We will not say that in his own chamber, and while changing his slippers for boots and his linen-wrapper to a coat more fit for the street, he did not more than once gnash his teeth, utter an oath below his breath, and curse the whole race of meddling women. But if he did so, he said nothing aloud; and if his dark brows were darker than usual, no human eye saw them. He had writing materials upon the table in that room—that room, the best in the house, and into which, on the night to follow, he had expected to be accompanied by his bride.

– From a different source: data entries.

PR #4234, opened 2026-04-03
Export FastAPI app from runner for custom routes

aconchillo:
## Summary

- Export the FastAPI `app` instance at module level from `pipecat.runner.run` so other packages can import it and add custom routes before calling `main()`
- `main()` now configures the existing app with transport-specific routes instead of creating a new one

Example usage:

```python
from pipecat.runner.run import app, main

@app.get("/my-route")
async def my_route():
    return {"hello": "world"}

if __name__ == "__main__":
    main()
```


markbackman (approved):
LGTM!

PR #4241, opened 2026-04-03
Enable async tool cancellation feature.

filipi87:
Enable async tool cancellation feature.

### DIFF
--- a/examples/function-calling/function-calling-anthropic-async-stream.py
+++ b/examples/function-calling/function-calling-anthropic-async-stream.py
@@ -118,6 +118,7 @@ async def run_bot(transport: BaseTransport, runner_args: RunnerArguments):
 
     llm = AnthropicLLMService(
         api_key=os.getenv("ANTHROPIC_API_KEY"),
+        enable_async_tool_cancellation=True,
         settings=AnthropicLLMService.Settings(
             system_instruction=(
                 "You are a helpful assistant in a voice conversation. "
@@ -138,10 +139,6 @@ async def run_bot(transport: BaseTransport, runner_args: RunnerArguments):
         cancel_on_interruption=False,
         timeout_secs=30,
     )
-
-    @llm.event_handler("on_function_calls_started")
-    async def on_function_calls_started(service, function_calls):
-        await tts.queue_frame(TTSSpeakFrame("Sure, tracking your location now."))
 
     location_function = FunctionSchema(
         name="track_current_location",
--- a/examples/function-calling/function-calling-anthropic-async-stream.py
+++ b/examples/function-calling/function-calling-anthropic-async-stream.py
@@ -140,6 +140,11 @@ async def run_bot(transport: BaseTransport, runner_args: RunnerArguments):
         timeout_secs=30,
     )
 
+    @llm.event_handler("on_function_calls_cancelled")
+    async def on_function_calls_cancelled(service, cancelled):
+        for item in cancelled:
+            logger.info(f"Function call cancelled: {item.function_name} [{item.tool_call_id}]")
+
     location_function = FunctionSchema(
         name="track_current_location",
         description="Start tracking the user's current GPS location, reporting position updates until the user reaches their destination.",
--- a/examples/function-calling/function-calling-anthropic-async-stream.py
+++ b/examples/function-calling/function-calling-anthropic-async-stream.py
@@ -141,8 +141,8 @@ async def run_bot(transport: BaseTransport, runner_args: RunnerArguments):
     )
 
     @llm.event_handler("on_function_calls_cancelled")
-    async def on_function_calls_cancelled(service, cancelled):
-        for item in cancelled:
+    async def on_function_calls_cancelled(service, function_calls):
+        for item in function_calls:
             logger.info(f"Function call cancelled: {item.function_name} [{item.tool_call_id}]")
 
     location_function = FunctionSchema(
--- a/src/pipecat/adapters/base_llm_adapter.py
+++ b/src/pipecat/adapters/base_llm_adapter.py
@@ -15,6 +15,7 @@ from typing import Any, Dict, Generic, List, Optional, TypeVar
 
 from loguru import logger
 
+from pipecat.adapters.schemas.function_schema import FunctionSchema
 from pipecat.adapters.schemas.tools_schema import ToolsSchema
 from pipecat.processors.aggregators.llm_context import (
     LLMContext,
@@ -48,6 +49,20 @@ class BaseLLMAdapter(ABC, Generic[TLLMInvocationParams]):
     def __init__(self):
         """Initialize the adapter."""
         self._warned_system_instruction = False
+        self._builtin_tools: List[FunctionSchema] = []
+
+    @property
+    def builtin_tools(self) -> List[FunctionSchema]:
+        """Built-in tools automatically merged into every inference request.
+
+        Mixins (e.g. ``AsyncToolCancellationLLMServiceMixin``) append their
+        tool schemas here so that the tools are injected transparently without
+        the user having to add them to their ``ToolsSchema``.
+
+        Returns:
+            Mutable list of ``FunctionSchema`` instances.
+        """
+        return self._builtin_tools
 
     @property
     @abstractmethod
@@ -122,6 +137,9 @@ class BaseLLMAdapter(ABC, Generic[TLLMInvocationParams]):
     def from_standard_tools(self, tools: Any) -> List[Any] | NotGiven:
         """Convert tools from standard format to provider format.
 
+        Built-in tools are automatically merged into the schema before conversion so that every
+        inference request receives them without the user having to declare them explicitly.
+
         Args:
             tools: Tools in standard format or provider-specific format.
 
@@ -129,8 +147,26 @@ class BaseLLMAdapter(ABC, Generic[TLLMInvocationParams]):
             List of tools converted to provider format, or original tools
             if not in standard format.
         """
+        if self._builtin_tools:
+            if isinstance(tools, ToolsSchema):
+                tools = ToolsSchema(
+                    standard_tools=tools.standard_tools + self._builtin_tools,
+                    custom_tools=tools.custom_tools,
+                )
+            else:
+                # User supplied tools in a legacy/provider-specific format;
+                # we cannot safely merge — build a schema from builtins only.
+                if tools is not None:
+                    logger.warning(
+                        "Built-in tools could not be merged because the supplied tools are not"
+                        " a ToolsSchema instance. Only built-in tools will be sent."
+                    )
+                tools = ToolsSchema(standard_tools=self._builtin_tools)
+
         if isinstance(tools, ToolsSchema):
             logger.debug(f"Retrieving the tools using the adapter: {type(self)}")
+            tool_names = [tool.name for tool in tools.standard_tools]
+            logger.debug(f"Tool names: {tool_names}")
             return self.to_provider_tools_format(tools)
         # Fallback to return the same tools in case they are not in a standard format
         return tools
--- a/src/pipecat/adapters/base_llm_adapter.py
+++ b/src/pipecat/adapters/base_llm_adapter.py
@@ -10,6 +10,7 @@ This module provides the abstract base class for implementing LLM provider-speci
 adapters that handle tool format conversion and standardization.
 """
 
+import warnings
 from abc import ABC, abstractmethod
 from typing import Any, Dict, Generic, List, Optional, TypeVar
 
@@ -49,18 +50,19 @@ class BaseLLMAdapter(ABC, Generic[TLLMInvocationParams]):
     def __init__(self):
         """Initialize the adapter."""
         self._warned_system_instruction = False
-        self._builtin_tools: List[FunctionSchema] = []
+        self._builtin_tools: Dict[str, FunctionSchema] = {}
 
     @property
-    def builtin_tools(self) -> List[FunctionSchema]:
+    def builtin_tools(self) -> Dict[str, FunctionSchema]:
         """Built-in tools automatically merged into every inference request.
 
-        Mixins (e.g. ``AsyncToolCancellationLLMServiceMixin``) append their
-        tool schemas here so that the tools are injected transparently without
-        the user having to add them to their ``ToolsSchema``.
+        Keyed by tool name for O(1) lookup, insertion, and removal.  The
+        service injects tools here so they are sent transparently on every
+        inference request without the user having to add them to their
+        ``ToolsSchema``.
 
         Returns:
-            Mutable list of ``FunctionSchema`` instances.
+            Mutable dict mapping tool name to ``FunctionSchema``.
         """
         return self._builtin_tools
 
@@ -150,23 +152,28 @@ class BaseLLMAdapter(ABC, Generic[TLLMInvocationParams]):
         if self._builtin_tools:
             if isinstance(tools, ToolsSchema):
                 tools = ToolsSchema(
-                    standard_tools=tools.standard_tools + self._builtin_tools,
+                    standard_tools=tools.standard_tools + list(self._builtin_tools.values()),
                     custom_tools=tools.custom_tools,
                 )
             else:
-                # User supplied tools in a legacy/provider-specific format;
-                # we cannot safely merge — build a schema from builtins only.
+                # User supplied tools in a legacy/provider-specific format.
+                # Built-in tools cannot be safely merged, so they will not be injected.
+                # Migrate to ToolsSchema to enable built-in tool support; use custom_tools
+                # as an escape hatch for any provider-specific tools that don't fit the
+                # standard schema.
                 if tools is not None:
-                    logger.warning(
-                        "Built-in tools could not be merged because the supplied tools are not"
-                        " a ToolsSchema instance. Only built-in tools will be sent."
+                    warnings.warn(
+                        "Built-in tools (e.g. async tool cancellation) could not be injected "
+                        "because the supplied tools are not a ToolsSchema instance. "
+                        "Migrate to ToolsSchema to enable built-in tool support. "
+                        "Use ToolsSchema(custom_tools=...) as an escape hatch for any "
+                        "provider-specific tools that don't fit the standard schema.",
+                        DeprecationWarning,
+                        stacklevel=2,
                     )
-                tools = ToolsSchema(standard_tools=self._builtin_tools)
+                # Fall through and return the original tools unchanged.
 
         if isinstance(tools, ToolsSchema):
-            logger.debug(f"Retrieving the tools using the adapter: {type(self)}")
-            tool_names = [tool.name for tool in tools.standard_tools]
-            logger.debug(f"Tool names: {tool_names}")
             return self.to_provider_tools_format(tools)
         # Fallback to return the same tools in case they are not in a standard format
         return tools
--- a/src/pipecat/services/llm_service.py
+++ b/src/pipecat/services/llm_service.py
@@ -195,12 +195,12 @@ class LLMService(UserTurnCompletionLLMServiceMixin, AIService):
             logger.warning("LLM completion timed out")
 
         @task.event_handler("on_function_calls_started")
-        async def on_function_calls_started(service, function_calls):
+        async def on_function_calls_started(service, function_calls: List[FunctionCallFromLLM]):
             logger.info(f"Starting {len(function_calls)} function calls")
 
         @task.event_handler("on_function_calls_cancelled")
-        async def on_function_calls_cancelled(service, cancelled):
-            logger.info(f"Cancelled {len(cancelled)} async function calls")
+        async def on_function_calls_cancelled(service, function_calls: List[FunctionCallFromLLM]):
+            logger.info(f"Cancelled {len(function_calls)} function calls")
     """
 
     _settings: LLMSettings
@@ -987,7 +987,14 @@ class LLMService(UserTurnCompletionLLMServiceMixin, AIService):
                     FunctionCallCancelFrame, function_name=name, tool_call_id=tool_call_id
                 )
 
-                cancelled_items.append(runner_item)
+                cancelled_items.append(
+                    FunctionCallFromLLM(
+                        function_name=runner_item.function_name,
+                        tool_call_id=runner_item.tool_call_id,
+                        arguments=runner_item.arguments,
+                        context=runner_item.context,
+                    )
+                )
                 logger.debug(f"{self} Async function call [{name}:{tool_call_id}] cancelled")
 
         for task in cancelled_tasks:
@@ -1018,7 +1025,14 @@ class LLMService(UserTurnCompletionLLMServiceMixin, AIService):
                     FunctionCallCancelFrame, function_name=name, tool_call_id=tool_call_id
                 )
 
-                cancelled_items.append(runner_item)
+                cancelled_items.append(
+                    FunctionCallFromLLM(
+                        function_name=runner_item.function_name,
+                        tool_call_id=runner_item.tool_call_id,
+                        arguments=runner_item.arguments,
+                        context=runner_item.context,
+                    )
+                )
                 logger.debug(f"{self} Function call [{name}:{tool_call_id}] has been cancelled")
 
         # Remove all cancelled tasks from our set.
--- a/src/pipecat/services/llm_service.py
+++ b/src/pipecat/services/llm_service.py
@@ -16,6 +16,7 @@ from typing import (
     Awaitable,
     Callable,
     Dict,
+    List,
     Mapping,
     Optional,
     Protocol,
@@ -60,6 +61,11 @@ from pipecat.services.ai_service import AIService
 from pipecat.services.settings import LLMSettings
 from pipecat.services.websocket_service import WebsocketService
 from pipecat.turns.user_turn_completion_mixin import UserTurnCompletionLLMServiceMixin
+from pipecat.utils.async_tool_cancellation import (
+    ASYNC_TOOL_CANCELLATION_INSTRUCTIONS,
+    CANCEL_ASYNC_TOOL_NAME,
+    CANCEL_ASYNC_TOOL_SCHEMA,
+)
 from pipecat.utils.context.llm_context_summarization import (
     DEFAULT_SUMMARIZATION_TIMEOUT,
PR #4242, opened 2026-04-03
Fix Gemini Live session resumption hanging after reconnect

kompfner:
## Summary

- Fixed Gemini Live bot hanging after session resumption reconnect
- After reconnect, `_ready_for_realtime_input` was never set back to `True`, causing all audio/video/text input to be silently dropped
- Root cause: `_disconnect()` resets `_ready_for_realtime_input = False`, but on reconnect nobody set it back — `_create_initial_response()` (which normally sets the flag) is only called on initial connection
- Fix: in `_handle_session_ready`, detect reconnects via `_session_resumption_handle` (primary) or existing `_context` (fallback), and set the flag directly

## Testing

- Tested with simulated disconnect across multiple Pipecat versions (v0.0.96 through main) to bisect the regression
- Confirmed bug reproduces on v0.0.108+ (when `_ready_for_realtime_input` was introduced)
- Confirmed fix works with both session-resumption and non-resumption reconnect paths
- Verified initial connection (non-reconnect) still works correctly

### DIFF
--- a/src/pipecat/services/google/gemini_live/llm.py
+++ b/src/pipecat/services/google/gemini_live/llm.py
@@ -1355,14 +1355,28 @@ class GeminiLiveLLMService(LLMService):
     async def _handle_session_ready(self, session: AsyncSession):
         """Handle the session being ready."""
         self._session = session
-        # If we were just waititng for the session to be ready to run the LLM,
-        # do that now.
         if self._run_llm_when_session_ready:
+            # Initial connection: context arrived before session was ready.
             self._run_llm_when_session_ready = False
             await self._create_initial_response()
-        elif self._context:
-            # Reconnect case: context already exists, no need for _create_initial_response
+        elif self._session_resumption_handle:
+            # Reconnect with session resumption: the server will restore
+            # session state, so we can accept realtime input right away.
             self._ready_for_realtime_input = True
+        elif self._context:
+            # Reconnect without session resumption (e.g. error occurred
+            # before server sent a resumption handle).
+            # TODO: ideally we'd re-send conversation history here via
+            # _create_initial_response(), but that currently doesn't handle
+            # the reconnect case properly. This should be very rare — the
+            # connection would have to drop before we've received our first
+            # session_resumption_handle from the server.
+            self._ready_for_realtime_input = True
+        else:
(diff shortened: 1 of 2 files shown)


src/pipecat/services/google/gemini_live/llm.py
```diff
@@ -1360,6 +1360,9 @@ async def _handle_session_ready(self, session: AsyncSession):
         if self._run_llm_when_session_ready:
             self._run_llm_when_session_ready = False
             await self._create_initial_response()
+        elif self._context:
```
kompfner, line 1366: gonna use a different signal here instead...

kompfner: i think i'll check for `self._session_resumption_handle`, which should be a reliable signal that the conversation has already been started

kompfner: Hm, that's not quite right either. It's possible for a reconnect to occur before we get our first session resumption handle (not likely, but possible). Working on it.

src/pipecat/services/google/gemini_live/llm.py
```diff
@@ -1355,11 +1355,28 @@ async def _tool_result(
...
+            self._ready_for_realtime_input = True
+        elif self._context:
+            # Reconnect without session resumption (e.g. error occurred
+            # before server sent a resumption handle).
+            # TODO: ideally we'd re-send conversation history here via
+            # _create_initial_response(), but that currently doesn't handle
+            # the reconnect case properly. This should be very rare — the
+            # connection would have to drop before we've received our first
+            # session_resumption_handle from the server.
+            self._ready_for_realtime_input = True
```
filipi87, line 1374: Just to confirm, there’s nothing else we need to do here, just set the same flag as above?

filipi87 (approved):
LGTM!

src/pipecat/services/google/gemini_live/llm.py
kompfner: For now - this scenario isn't quite working today either, so I left a TODO to fix it properly (re-seeding convo history) as a separate task. But leaving it out of scope for this PR.

PR #2424, opened 2015-06-12
[v6r13] DMS fixes 

phicharp:
* Added printout in FTSAgent and FTSJob to allow a better debugging of failing transfers
* Temporary fix for allowing getTransportURL even when the SE is banned for read. This requires a check in SRM2 plugin before calling the service


chaen:
Review OK, but we shouldn't forget to discuss this changes a bit more in depth :-)

chaen:
Ah wait, you should remove getTransportURL from the readMethod then

phicharp:
I'll do it but it is irrelevant as the check for okMethod is done before! ;-)

phicharp:
These changes are included in the next PR, Close

PR #2429, opened 2015-06-16
[v6r13] URGENT fspecify the registration protocol when doing dm.putAndRegister

chaen:
Forgot to specify the protocol, so we were asking for a turl, which srm is not always able to give right away after transferring. 
We need a quick patch with this please


phicharp:
Review OK!
This is an urgent fix as SRM is unable to return a tURL so fast after file transfer

PR #2430, opened 2015-06-16
[v6r14] Minor bug fix to include ARC CEs

rajanandakumar:
Minor bug fix to include ARC among the supported CE types. This could probably go in starting v6r12, but I leave it to the experts to determine this.


rajanandakumar:
Actually, this patch can go in earliest in v6r13 - it will fail in v6r12 as WMSUtilities is not instrumented to support it.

He sat down at the table but a moment, but in that moment he dashed off, with a hand wonderfully steady under the circumstances, the following note:

Sunday, 1 P.M.

Miss Harris:—

You have meddled successfully, and whether you are right or wrong in what you allege, I shall not be here to contest the question. If your husband, if you ever get one, keeps half as close a watch over you, he will probably see quite enough to satisfy him. Perhaps you will be kind enough to communicate this to Miss Mary Crawford, and thus finish the obligations under which I rest.